## [DATA SECTION]

☆ ☆ ☆ ☆

PR #3861, opened 2026-06-16
feat(hide-balance): add HiddenBalancePlaceholder across balance views

### LINKED ISSUE #4081: feat(hide-balance): apply hide-balance state consistently across balance views
## Problem

The hide-balance setting is not applied consistently across the app. When a user enables hide balance, amounts are masked on the home screen balance header, but several other views still reveal them:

☆ ☆ ☆ ☆

## [ACTION ITEM]
Return the records given above in their entirety, word for word.

## [RESPONSE TO THE TASK]
PR #3861, opened 2026-06-16
feat(hide-balance): add HiddenBalancePlaceholder across balance views

### LINKED ISSUE #4081: feat(hide-balance): apply hide-balance state consistently across balance views
## Problem

The hide-balance setting is not applied consistently across the app. When a user enables hide balance, amounts are masked on the home screen balance header, but several other views still reveal them:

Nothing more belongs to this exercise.